Further, the beginning of The Force Awakens has Lor San Tekka saying that “without the Jedi there can be no balance in the Force.” Presumably, by the time of the sequel trilogy neither the Jedi nor the Sith really exist anymore, meaning that even if Anakin destroyed the Sith, Kylo Ren and the Knight of Ren replaced them, but just don’t call themselves Sith.

The point is, in The Phantom Menace the prophecy was about “bringing balance to the Force.” But, by the time of Attack of the Clones and Revenge of the Sith, the prophecy was about “destroying the Sith” and “bringing balance to the Force.” Destroying one side of a conflict doesn’t seem like “balance,” at all. So what’s the deal? Was Obi-Wan wrong? Will Rey and Kylo Ren balance the Force in The Rise of Skywalker? If so, how?

Everyone knows Anakin Skywalker is the Chosen One, but what 'Episode IX' presupposes is...maybe he isn't?

Star Wars

2. Who is the Real Chosen One?

Along the same lines, the importance of Anakin Skywalker in The Phantom Menace relative to the other eight episodes of the Skywalker saga cannot be understated. As both Anakin and Darth Vader he’s literally the main character of six movies, and through Kylo Ren’s Vader-fandom, his presence looms large in The Force Awakens and The Last Jedi, too.

If Anakin/Darth Vader was not really the real “Chosen One,” then who is? In the past few years, there’s been a lot of debate about this point, and members of the Lucas Story Group have even gone on record to say that Anakin is still the Chosen One, no matter what Obi-Wan is muttering in the Rebels cartoons.
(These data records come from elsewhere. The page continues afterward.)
PR #957, opened 2019-02-12
cleanup of d.ts

kabentley:
Sorry, I found more errors in the d.ts file when I tried to use it.

### DIFF
--- a/svg.js.d.ts
+++ b/svg.js.d.ts
@@ -87,7 +87,7 @@ declare module "@svgdotjs/svg.js" {
     type ArrayAlias = _Array | number[] | string;
 
     class _Array {
-        constructor(array?: ArrayAlias, fallback?: number[]): _Array;
+        constructor(array?: ArrayAlias, fallback?: number[]);
         value: number[];
         morph(array: number[]): this;
         settle(): number[];
@@ -100,9 +100,9 @@ declare module "@svgdotjs/svg.js" {
     }
 
     class Dom {
-        constructor(element: string, inherit?: any): Dom;
+        constructor(element: string, inherit?: any);
         words(text: string): this;
-        element(element: string, inherit?: Object): Dom;
+        element(element: string, inherit?: Object): this;
         addTo(parent: Dom): this;
         putIn(parent: Dom): Dom;
         children(): Element[];
@@ -119,7 +119,7 @@ declare module "@svgdotjs/svg.js" {
     }
 
     // boxes.js
-    interface Box {
+    class Box {
         height: number;
         width: number;
         y: number;
@@ -132,21 +132,15 @@ declare module "@svgdotjs/svg.js" {
         y2: number;
         merge(box: Box): Box;
         transform(m: Matrix): Box
-    }
-
-    class BBox extends Box {
-        constructor(element?: Element): BBox;
-    }
-    class RBox extends Box {
-        constructor(element?: Element): RBox;
-    }
-    class TBox extends Box {
-        constructor(element?: Element): TBox;
+        Box(source: string);
+        Box(source: []);
+        Box(source: object);
+        Box(x: number, y: number, width: number, height: number);
     }
 
     // clip.js
     class ClipPath extends Container {
-        constructor(): ClipPath;
+        constructor();
         targets: Element[];
         remove(): this;
     }
@@ -163,9 +157,12 @@ declare module "@svgdotjs/svg.js" {
 
     type ColorAlias = string | ColorLike;
 
-    class Color extends ColorLike {
-        constructor(): Color;
-        constructor(color: ColorAlias): Color;
+    class Color implements ColorLike {
+        r: number;
+        g: number;
+        b: number;
+        constructor();
+        constructor(color: ColorAlias);
 
         toString(): string;
         toHex(): string;
@@ -188,9 +185,9 @@ declare module "@svgdotjs/svg.js" {
     class Defs extends Container { }
 
     class Svg extends Container {
-        constructor(): Svg;
-        constructor(id: string): Svg;
-        constructor(domElement: HTMLElement): Doc;
+        constructor();
+        constructor(id: string);
+        constructor(domElement: HTMLElement);
         namespace(): this;
         defs(): Defs;
         parent(): HTMLElement;
@@ -215,7 +212,7 @@ declare module "@svgdotjs/svg.js" {
         attr(obj: Object[]): Object;
         back(): this;
         backward(): this;
-        bbox(): BBox;
+        bbox(): Box;
         before(element: Element): Element;
         center(x: number, y: number): this;
         classes(): string[];
@@ -292,7 +289,7 @@ declare module "@svgdotjs/svg.js" {
         point(x: number, y: number): Point;
         position(): number;
         prev(): Element;
-        rbox(element?: Element): RBox;
+        rbox(element?: Element): Box;
         reference(type: string): Element;
         remember(name: string, value: any): this;
         remember(name: string): any;
@@ -315,7 +312,7 @@ declare module "@svgdotjs/svg.js" {
         stroke(stroke: StrokeData): this;
         svg(): string;
         svg(svg: string): this;
-        tbox(): TBox;
+        tbox(): Box;
         toggleClass(name: string): this;
         toParent(parent: Dom): this;
         toString(): string;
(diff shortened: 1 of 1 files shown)


Fuzzyma:
Just tell me when you are ready to merge ;)

kabentley:
ok, I'll let you know. ;)

kabentley:
Well there's still a lot of cleanup to be done, but I think it's better now than before. Unfortunately I'm just not going to be able to spend more time on it now. 

BTW, I didn't say it before but this is a very nice library. THANK YOU all for your efforts!

kabentley:
Will you be making a new release any time soon?

Fuzzyma:
Thank you very much - for your words and for your contribution :). I think the fact, that 3.x is finally usable with typescript is worth a release :D. However I will wait 2 more days just in case you cannot stop yourself from fixing more :P

cmidt-veasna:
@kabentley Correct me if I'm wrong, I believe the previous declaration with **namespace** is the right way to declare types definitions file according to this [template](https://www.typescriptlang.org/docs/handbook/declaration-files/templates/module-d-ts.html) and according to this [template](https://www.typescriptlang.org/docs/handbook/declaration-files/templates/module-plugin-d-ts.html) `declare module 'someModule'` is suppose to be use as add-on or plugin.

As my understanding, the syntax `declare module 'someModule'` is used for a few different use case:
1. the library itself does not provide any support on typescript so we need module plugin to enable strong type check and avoid the use of **any**.
2. we want to extend or prototype existing exported class or module where the function or properties did not existing in first place in the module library. For example: SVG.JS provide a feature to `extend` or `invent` on existing class thus the provided typescript definition won't be able to cover the new properties or function that we create with either `extend` or `invent`.

cmidt-veasna:
@kabentley @Fuzzyma Current I'm working on including typescript test by utilize **webpack** compiled. The test was working fine with previous syntax however the import module does not work with module plugin syntax perhaps that because the module plugin syntax suppose to be only use and declare outside of module or library itself.

kabentley:
@cmidt-veasna having a test suite for the .d.ts file would be wonderful. Do you have a fork where i can look at your test? 

You cannot import the files from the "dist" directory (see long discussion  here #956). You must import from the src/main.js module, which is what the `declare module` describes. For webpack, the relevant change was the `browser:` keyword in the package.json file.

cmidt-veasna:
@kabentley Sorry for taking a bit too long as I try to fix thing and merge with current update. The compile of types is not working with current module plugin style, it keep raising an error `"@svgdotjs/svg.js" is not a module`. If you would like to take a look for test code please visit [here](https://github.com/cmidt-veasna/svg.js/tree/typescript-test).

I add a script command `test:types` with ChromeHeadless and FirefoxHeadless only. The current test is taking from Javascript test, it almost identical to the javascript test. 

As for the definition is almost align with Javascript function however there will be a few thing to add and correct. Let me know if you found solution or able to make it work module plugin style. Also notice that my update was take the same style as previously as this is my original update before you have push a new update to the repo.

kabentley:
@cmidt-veasna somehow your alias in your .config file isn't working. It should resolve to  '../../src/main.js`, not `../../src/svg.js`

You can try changing:

`import * as SVGJS from '@svgdotjs/svg.js'`
to:
`import * as SVGJS from '../../src/main.js`

kabentley:
@cmidt-veasna But wait, you don't have my changes to the svg.js.d.ts file?

Fuzzyma:
@kabentley I didn't release a new version yet so he could still use the old one

kabentley:
actually, I just pulled your repo, and copied my d.ts into it and it works fine except it shows all of the 3.0 changes that your tests don't reflect.

cmidt-veasna:
@kabentley actually there are many error occurred during the merge as I've been working on this before your merge happen. So technically your change was still there however there a few thing I revert back to use interface not class. @kabentley you're right, apparently, the module plugin style seem to be working with current config. It seem that typescript compiler may have different behavior when lookup for the dependencies. So the below is the sequential of how the `.d.ts` file up end like it is right now.

1. First, originally the import module is using relative import `../..`. The idea behind this import is that svg.js is a full javascript library and only expose typescript definition to allow the use in typescript project. The typescript compiler is working similar way to NodeJS to resolve module or dependencies, the important part of it is the file `package.json` as the compiler is looking for. So I intended to make the test work the same way as `svg.js` being imported as module on third party project and with that it 's ensure that the configure in `package.json` for types, module or webpack as well as the definition file itself should as expected.
2. After I sync with the upstream then I realize `.d.ts` has been change, so I tried to merge and keep it as you did however typescript keep raising the error `svg.js.d.ts` is not a module. so I tried to find solution for it but not really there so I decide to revert the declaration into namespace similar to previous one then other error occurred, with the namespace define the class definition is not working with it only interface seem to working fine. That's was the reason I change all class definition into interface instead.
3. The test seem to work fine but I don't really like the relative import `../..` so update `.tsconfig` to trick the typescript compiler to find `package.json` when import as `@svgdotjs/svg.js`.

That how it's end up as right now and @kabentley somehow the trick is also resolve the problem with `svg.js.d.ts` is a not module as mention above. Perhaps typescript may have thing behind all this trick.

cmidt-veasna:
@kabentley regarding the test is not reflecting 3.0, I'm not really sure, I assume that the javascript test code is up to date for 3.0 so I mirror almost all the test of typescript to javascript test. @Fuzzyma does the javascript test is up to date ?

kabentley:
@cmidt-veasna all I did was copy the latest .d.ts file into your repository (and remove the `declare` in svg.spec.ts)  and run `npm run test:types`. All of the problems are simply incorrect type declarations in the test or incompleteness of the .d.ts file (which is what I was hoping you'd fix).

Do you want me to try to fix the tests?

cmidt-veasna:
@kabentley I haven't run the test with latest `.d.ts` just the VS Code does not hint the error anymore. However  the declare in `svg.spec.ts` should not be removed, it's a plugin style to enable `extend` feature of `svg.js`. As you can see in the file with below code:
```javascript
SVGJS.extend(SVGJS.Rect, {
     soft: function () {
          return (this as SVGJS.Element).opacity(0.2)
     }
})
```
without declare additional plugin, typescript will raise an error as function `soft` is not declare anywhere and then the only solution is to cast `Rect` object as `any` type which we tend to avoid in typescript implementation.

@kabentley  I will try with the latest `.d.ts` however I will wait @Fuzzyma to confirm about javascript test. I did look into javascript source code which seem to be align with the test code.

Fuzzyma:
Good morning :).
The tests are run against the the 3. bundle so yes, these tests are for 3.x. However, they are not written in esm style. They assume a global SVG object as in 2.x to run (thats it, because these tests are basically ports from 2.x to 3.x).
However, new tests are always added in esm style and written in es6. You can recognize them by looking at the folders in the spec directory. So all files in the spec directory are es5 tests while all folders contain es6 tests.
To run these es6 tests you can use `npm run test:es6` or you can transpile the es6 tests and run them along the es5 tests, too (npm run build:tests). OR you can run these tests by svgdom: `npm i run test:svgdom`.

Jeaah - we need to cleanup the mess. I am painly aware of that

kabentley:
@cmidt-veasna I have now combined all of the (very good!) work you did on the .d.ts file with mine in #960 . 

I had to make several changes to your tests to get them to compile, but I don't know how to get my changes into your repo.

Fuzzyma:
Awesome how you all collaborate with eachother. That's so great to see! 

You can make a PR against his repository so he can pull your changes into his repo (if this is what you want)

kabentley:
I'm a GitHub novice. I can't see how to make a PR against his repository since I can't fork it - it tells me that I've already forked it from the main SVG.js repo.

I'm making a branch in my repo so he can see what i did.

Fuzzyma:
Mh - iam not at my desktop atm so I can't test it but can you check if you can go to his repo and to his PRs and see if there is a button "create new pull request" where you can choose your branch to pull it against his repo?

kabentley:
You can see what i did [here](https://github.com/kabentley/svg.js/tree/typescript-tests).

cmidt-veasna:
@kabentley Thanks for your update. I've merge your changed. I will work on adding more type such as style and attribute before request merge with main repository. It will probably take me 1 or 2 days to read through all document from Standard SVG. After this done the constructor should be aligned with Javascript constructor.

Fuzzyma:
@kabentley @cmidt-veasna You both have to make sure, that you preserve authorship from eachothers code. It seems like both you included code from the other. Maybe you should collaborate more closely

But how the hell does this work in a movie called The Rise of Skywalker that supposedly concludes events set-up by The Phantom Menace.? There’s no way the movie ends with a scene where Rey says: “Hey guys we have to balance the Force,” and then someone else says, “Oh yeah, Anakin Skywalker did that like 30 years ago,” and then Rey says, “Okay cool, let’s get some pizza.”

Without a wrinkle in the whole prophecy of the Chosen One, the story of The Rise of Skywalker probably won’t work. Then again, if Anakin really is the Chosen One, then the idea that he’ll show up as a spirit in The Rise of Skywalker makes a ton of sense. Who knows? Maybe the spirit of Anakin will possess Kylo Ren and become a hero again!

Sup. It's me, Palps. I know EVERYTHING.

StarWars.com

1. What Was Palpatine’s Plan Exactly?

Throughout nearly every Star Wars movie he’s in, Palpatine either alludes to advanced planning for his evil schemes, or straight-up says shit like “Everything is happening exactly has I’ve forseen.” But, just how far ahead did Palpatine plan?

In The Phantom Menace, it is made fairly plain that Palps creates the crisis on Naboo, which eventually gets him elected Supreme Chancellor. After that, we kind of know what happens: Palps turns the Republic into the Empire and starts wearing a black bathrobe almost exclusively. But what about after that? Just how far did Palpatine’s clairvoyance extend? Because if Palpatine did somehow survive being thrown into the reactor core of the Death Star by Darth Vader in Return of the Jedi, did he actually plan on that happening? 

In other words, the return of Palpatine in The Rise of Skywalker is poised to make the entire saga a long-con perpetrated by Palps himself. And if that’s the case, then everything he does in The Phantom Menace might demand a closer look.

Star Wars: The Rise of Skywalker is out everywhere on December 20, 2019.